-- Entries supplied --
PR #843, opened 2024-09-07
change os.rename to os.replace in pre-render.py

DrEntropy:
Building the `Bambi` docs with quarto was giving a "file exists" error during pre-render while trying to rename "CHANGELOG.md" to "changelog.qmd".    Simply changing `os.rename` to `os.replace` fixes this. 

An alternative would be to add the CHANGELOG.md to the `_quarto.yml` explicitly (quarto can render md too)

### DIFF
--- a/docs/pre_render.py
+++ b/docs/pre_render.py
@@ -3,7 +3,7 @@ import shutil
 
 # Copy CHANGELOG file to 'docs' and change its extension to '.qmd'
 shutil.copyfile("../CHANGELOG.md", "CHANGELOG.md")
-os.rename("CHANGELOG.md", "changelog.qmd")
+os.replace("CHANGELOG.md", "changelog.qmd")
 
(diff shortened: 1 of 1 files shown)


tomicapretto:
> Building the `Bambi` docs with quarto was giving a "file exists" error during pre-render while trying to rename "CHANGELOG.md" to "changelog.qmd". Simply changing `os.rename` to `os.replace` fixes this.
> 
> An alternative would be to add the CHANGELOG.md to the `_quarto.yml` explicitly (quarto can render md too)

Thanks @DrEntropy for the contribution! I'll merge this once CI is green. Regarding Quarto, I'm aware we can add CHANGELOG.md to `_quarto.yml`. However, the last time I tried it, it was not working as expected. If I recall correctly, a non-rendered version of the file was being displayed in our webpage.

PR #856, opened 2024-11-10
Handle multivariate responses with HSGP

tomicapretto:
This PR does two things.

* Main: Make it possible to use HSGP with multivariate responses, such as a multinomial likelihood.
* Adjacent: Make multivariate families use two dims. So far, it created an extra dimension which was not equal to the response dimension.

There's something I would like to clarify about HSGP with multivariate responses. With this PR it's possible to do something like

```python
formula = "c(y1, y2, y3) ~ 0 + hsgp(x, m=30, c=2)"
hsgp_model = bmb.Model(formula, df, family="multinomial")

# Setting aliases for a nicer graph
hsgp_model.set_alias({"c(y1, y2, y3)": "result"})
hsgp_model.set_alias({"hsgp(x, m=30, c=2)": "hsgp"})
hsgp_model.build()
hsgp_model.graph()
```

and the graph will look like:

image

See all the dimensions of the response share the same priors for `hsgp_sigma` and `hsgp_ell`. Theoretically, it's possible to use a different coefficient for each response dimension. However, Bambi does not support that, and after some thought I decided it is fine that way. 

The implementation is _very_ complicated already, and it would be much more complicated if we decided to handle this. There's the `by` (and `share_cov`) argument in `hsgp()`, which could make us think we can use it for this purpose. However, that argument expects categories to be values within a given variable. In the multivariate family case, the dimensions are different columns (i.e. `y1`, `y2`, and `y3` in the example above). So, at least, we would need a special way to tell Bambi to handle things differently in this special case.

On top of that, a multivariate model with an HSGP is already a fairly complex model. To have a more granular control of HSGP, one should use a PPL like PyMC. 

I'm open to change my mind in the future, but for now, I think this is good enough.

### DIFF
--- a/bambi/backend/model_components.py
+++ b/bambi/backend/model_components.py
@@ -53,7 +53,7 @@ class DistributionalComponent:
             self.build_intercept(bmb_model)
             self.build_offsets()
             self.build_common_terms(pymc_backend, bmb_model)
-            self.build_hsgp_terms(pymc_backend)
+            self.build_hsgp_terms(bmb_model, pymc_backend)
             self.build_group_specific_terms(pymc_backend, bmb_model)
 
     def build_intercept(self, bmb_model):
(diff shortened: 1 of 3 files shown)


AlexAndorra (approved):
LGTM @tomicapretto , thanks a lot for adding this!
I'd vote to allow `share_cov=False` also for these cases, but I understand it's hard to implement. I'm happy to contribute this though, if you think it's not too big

...

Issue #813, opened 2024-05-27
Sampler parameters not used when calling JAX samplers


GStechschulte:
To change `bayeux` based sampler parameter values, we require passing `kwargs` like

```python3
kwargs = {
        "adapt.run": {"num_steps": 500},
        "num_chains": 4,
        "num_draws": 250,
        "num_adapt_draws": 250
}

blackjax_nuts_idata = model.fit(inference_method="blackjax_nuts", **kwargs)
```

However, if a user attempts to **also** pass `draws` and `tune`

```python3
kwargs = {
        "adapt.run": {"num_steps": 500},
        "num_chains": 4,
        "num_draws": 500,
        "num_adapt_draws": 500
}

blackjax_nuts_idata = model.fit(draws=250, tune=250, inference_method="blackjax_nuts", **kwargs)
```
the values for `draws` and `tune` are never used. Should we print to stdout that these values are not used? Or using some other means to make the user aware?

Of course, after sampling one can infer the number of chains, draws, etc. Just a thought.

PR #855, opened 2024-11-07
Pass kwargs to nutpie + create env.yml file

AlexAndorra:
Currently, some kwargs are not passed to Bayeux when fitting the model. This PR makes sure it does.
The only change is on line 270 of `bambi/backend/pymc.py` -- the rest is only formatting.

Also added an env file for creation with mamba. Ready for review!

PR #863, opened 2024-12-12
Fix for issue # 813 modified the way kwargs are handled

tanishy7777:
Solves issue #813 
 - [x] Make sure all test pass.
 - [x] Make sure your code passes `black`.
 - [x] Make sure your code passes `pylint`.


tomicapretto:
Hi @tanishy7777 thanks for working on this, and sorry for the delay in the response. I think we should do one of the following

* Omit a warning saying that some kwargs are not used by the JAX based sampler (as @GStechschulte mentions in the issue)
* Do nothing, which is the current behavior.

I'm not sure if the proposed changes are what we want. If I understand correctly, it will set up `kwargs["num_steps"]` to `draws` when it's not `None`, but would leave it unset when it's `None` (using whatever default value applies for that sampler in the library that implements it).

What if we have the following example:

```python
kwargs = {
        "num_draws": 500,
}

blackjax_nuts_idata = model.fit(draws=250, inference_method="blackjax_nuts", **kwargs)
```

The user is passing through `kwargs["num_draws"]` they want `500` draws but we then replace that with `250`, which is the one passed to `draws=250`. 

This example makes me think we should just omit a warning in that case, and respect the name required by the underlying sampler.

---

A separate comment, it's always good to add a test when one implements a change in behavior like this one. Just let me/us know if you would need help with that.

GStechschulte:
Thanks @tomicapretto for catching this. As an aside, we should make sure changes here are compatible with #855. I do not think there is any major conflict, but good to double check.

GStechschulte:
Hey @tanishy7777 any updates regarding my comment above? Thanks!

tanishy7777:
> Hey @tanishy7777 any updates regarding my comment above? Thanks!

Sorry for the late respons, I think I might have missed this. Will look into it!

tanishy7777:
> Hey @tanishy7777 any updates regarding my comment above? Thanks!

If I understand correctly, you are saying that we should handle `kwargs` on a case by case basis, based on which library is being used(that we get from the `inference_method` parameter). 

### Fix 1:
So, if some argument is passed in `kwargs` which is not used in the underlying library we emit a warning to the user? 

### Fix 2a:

-- Task directions --
When a line in the listing includes the word "passing", report that line in full.

-- Answer to the problem --
To change `bayeux` based sampler parameter values, we require passing `kwargs` like
The user is passing through `kwargs["num_draws"]` they want `500` draws but we then replace that with `250`, which is the one passed to `draws=250`. 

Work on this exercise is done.